Additional Manufacturer Narrative · 0

D10: 02-010-01-0235 - LOGIC FEMORAL PS CEM LEFT SZ 3.5: (B)(6) 02-012-35-3511 - LOGIC TIBIA PS MOD INSRT SZ 3.5 11MM: (B)(6) 02-012-45-3525 - LGC TIBIAL FIT TRAY CEM SZ 3.5F / 2.5T: (B)(6). 200-02-35 - THREE PEG PATELLA 35MM: (B)(6). (B)(6) - GPS IMPLANT KIT V2: (B)(6).

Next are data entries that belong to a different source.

PR #196, opened 2019-04-01
Add basic addsub-like ensemble models in L0_infer / L0_infer_variable CI ...

GuanLuo:
Fix output shape of non-batching ensemble in ensemble scheduler

### DIFF
--- a/qa/L0_infer/test.sh
+++ b/qa/L0_infer/test.sh
@@ -71,7 +71,7 @@ for TARGET in cpu gpu; do
         cp -r ../custom_models/custom_int32_* models/. && \
         cp -r ../custom_models/custom_nobatch_* models/.
 
-    create_nop_modelfile ../L0_infer_reshape/libidentity.so `pwd`/models
+    create_nop_modelfile `pwd`/libidentity.so `pwd`/models
 
     KIND="KIND_GPU" && [[ "$TARGET" == "cpu" ]] && KIND="KIND_CPU"
     for FW in graphdef savedmodel netdef custom; do
--- a/qa/L0_infer/test.sh
+++ b/qa/L0_infer/test.sh
@@ -31,7 +31,8 @@ INFER_TEST=infer_test.py
 DATADIR=`pwd`/models
 
 SERVER=/opt/tensorrtserver/bin/trtserver
-SERVER_ARGS=--model-store=$DATADIR
+# Allow more time to exit. Ensemble brings in too many models
+SERVER_ARGS="--model-store=$DATADIR --exit-timeout-secs=120"
 SERVER_LOG_BASE="./inference_server"
 source ../common/util.sh
 
@@ -57,7 +58,7 @@ for TARGET in cpu gpu; do
         fi
         # set strict readiness=false on CPU-only device to allow
         # unsuccessful load of TensorRT plans, which require GPU.
-        SERVER_ARGS="--model-store=$DATADIR --strict-readiness=false"
+        SERVER_ARGS="--model-store=$DATADIR --exit-timeout-secs=120 --strict-readiness=false"
     fi
 
     SERVER_LOG=$SERVER_LOG_BASE.${TARGET}.log
@@ -65,9 +66,12 @@ for TARGET in cpu gpu; do
 
     rm -fr models && \
         cp -r /data/inferenceserver/qa_model_repository models && \
+        cp -r /data/inferenceserver/qa_ensemble_repository/* models/. && \
         cp -r ../custom_models/custom_float32_* models/. && \
         cp -r ../custom_models/custom_int32_* models/. && \
         cp -r ../custom_models/custom_nobatch_* models/.
+
+    create_nop_modelfile ../L0_infer_reshape/libidentity.so `pwd`/models
 
     KIND="KIND_GPU" && [[ "$TARGET" == "cpu" ]] && KIND="KIND_CPU"
     for FW in graphdef savedmodel netdef custom; do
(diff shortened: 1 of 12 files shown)


qa/common/gen_qa_model_repository
```diff
@@ -77,11 +80,13 @@ cp ./gen_qa_models.py $HOST_SRCDIR/.
 cp ./gen_qa_zero_models.py $HOST_SRCDIR/.
 cp ./gen_qa_reshape_models.py $HOST_SRCDIR/.
 cp ./gen_qa_sequence_models.py $HOST_SRCDIR/.
+cp ./gen_ensemble_model_utils.py $HOST_SRCDIR/.
```
deadeyegoodwin: Why isn't it just called "gen_qa_ensemble_models.py"? Its confusing that the utils used by other scripts is also a main script itself. Can you break apart that functionality.

qa/common/gen_qa_model_repository
```diff
@@ -210,3 +216,32 @@ if [ $? -ne 0 ]; then
...
+chown -R $(id -u):$(id -g) $ENSEMBLEDESTDIR
+EOF
+
+chmod a+x $HOST_SRCDIR/$ENSEMBLESCRIPT
+if [ $? -ne 0 ]; then
+    echo -e "Failed: chmod"
+    exit 1
+fi
+
+# Doesn't have to use TensorFlow image, only creating model configs of util
```
deadeyegoodwin: Do you need to run the container again? Can you just include this extra work in the existing TF container launch?

qa/common/gen_ensemble_model_utils.py
```diff
@@ -0,0 +1,428 @@
...
+    # Create utility models used in ensemble
+    # nop (only creates model config, should add model file before use)
+    model_dtypes = ["TYPE_BOOL", "TYPE_STRING"]
+    for s in [8, 16, 32, 64]:
+      for t in ["INT", "UINT", "FP"]:
+        if t == "FP" and s == 8:
+          continue
+        model_dtypes.append("TYPE_{}{}".format(t, s))
+
+    for model_dtype in model_dtypes:
```
deadeyegoodwin: How come this variable-size is done here and not in gen_qa_models.py like you do for the other models?

qa/common/gen_qa_models.py
```diff
@@ -870,3 +915,19 @@ def create_fixed_models(
                       (8,-1), (8,4), (8,4), 32)
         create_models(FLAGS.models_dir, np_dtype_string, np.int32, np_dtype_string,
                       (-1,8,-1), (2,8,2), (2,8,2), 32)
+
+    if FLAGS.ensemble:
```
deadeyegoodwin: Shouldn't this be indented in so that it is inside "if FLAGS.variable"?

GuanLuo: These nops are used in both variable and non-variable size test. For the non-variable size test, the ensemble models are fixed size, but internally it will pass the tensors to variable size nop with the same dims size, so that we don't need to create fixed size version of the nops.

deadeyegoodwin: ok

deadeyegoodwin:
I will re-generate the qa model repositories and then you can run the CI to validate.

qa/L0_infer/test.sh
```diff
@@ -57,18 +58,21 @@ for TARGET in cpu gpu; do
...
     CLIENT_LOG=$CLIENT_LOG_BASE.${TARGET}.log
 
     rm -fr models && \
         cp -r /data/inferenceserver/qa_model_repository models && \
+        cp -r /data/inferenceserver/qa_ensemble_model_repository/qa_model_repository/* models/. && \
         cp -r ../custom_models/custom_float32_* models/. && \
         cp -r ../custom_models/custom_int32_* models/. && \
         cp -r ../custom_models/custom_nobatch_* models/.
 
+    create_nop_modelfile ../L0_infer_reshape/libidentity.so `pwd`/models
```
deadeyegoodwin: Don't copy from L0_infer_reshape. That is very brittle. If you need libidentity.so in the test then change Dockerfile.QA to copy it in when create the QA container.

qa/L0_infer_variable/test.sh
```diff
@@ -45,10 +45,13 @@ for TARGET in cpu gpu; do
 
     rm -fr models && \
         cp -r /data/inferenceserver/qa_variable_model_repository models && \
+        cp -r /data/inferenceserver/qa_ensemble_model_repository/qa_model_repository/* models/. && \
         cp -r ../custom_models/custom_float32_* models/. && \
         cp -r ../custom_models/custom_int32_* models/. && \
         cp -r ../custom_models/custom_nobatch_* models/.
 
+    create_nop_modelfile ../L0_infer_reshape/libidentity.so `pwd`/models
```
deadeyegoodwin: Use Dockerfile.QA

qa/common/gen_qa_model_repository
```diff
@@ -59,16 +59,25 @@ HOST_ZERODESTDIR=/tmp/qa_zero_model_repository
...
 mkdir -p $HOST_VARDESTDIR
 mkdir -p $HOST_ZERODESTDIR
 mkdir -p $HOST_RESHAPEDESTDIR
 mkdir -p $HOST_SEQDESTDIR
 mkdir -p $HOST_VARSEQDESTDIR
+# Since the models required by ensemble models may not be available
+# at this point, storing ensemble models separately so that other qa directories
+# are proper model stores
+mkdir -p $HOST_ENSEMBLEDESTDIR/qa_model_repository
+mkdir -p $HOST_ENSEMBLEDESTDIR/qa_variable_model_repository
```
deadeyegoodwin: You don't seem to generate/use variable, zero, or reshape ensemble repositories. Is that coming later?

GuanLuo: Yes. The models in both reshape and zero are essentially nop, so I am going to add them in a different PR since they are different from infer / variable in this sense.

THE REPORTED EVENT WAS UNABLE TO BE CONFIRMED DUE TO LIMITED INFORMATION RECEIVED FROM THE CUSTOMER. NO DEVICE WAS RETURNED FOR EVALUATION; FURTHER, PHOTOGRAPHS AND/OR RADIOGRAPH IMAGES WERE NOT PROVIDED FOR REVIEW. OPERATIVE NOTES AND/OR MEDICAL RECORDS WERE NOT PROVIDED FOR REVIEW OF USAGE/ TECHNIQUE. A DEFINITIVE ROOT CAUSE WAS UNABLE TO BE DETERMINED AS THE NECESSARY INFORMATION TO ADEQUATELY INVESTIGATE THE REPORTED EVENT WAS NOT PROVIDED. IF ANY FURTHER INFORMATION IS OBTAINED THAT WOULD CHANGE OR ALTER ANY INFORMATION PROVIDED, A SUPPLEMENTAL REPORT WILL BE FILED ACCORDINGLY.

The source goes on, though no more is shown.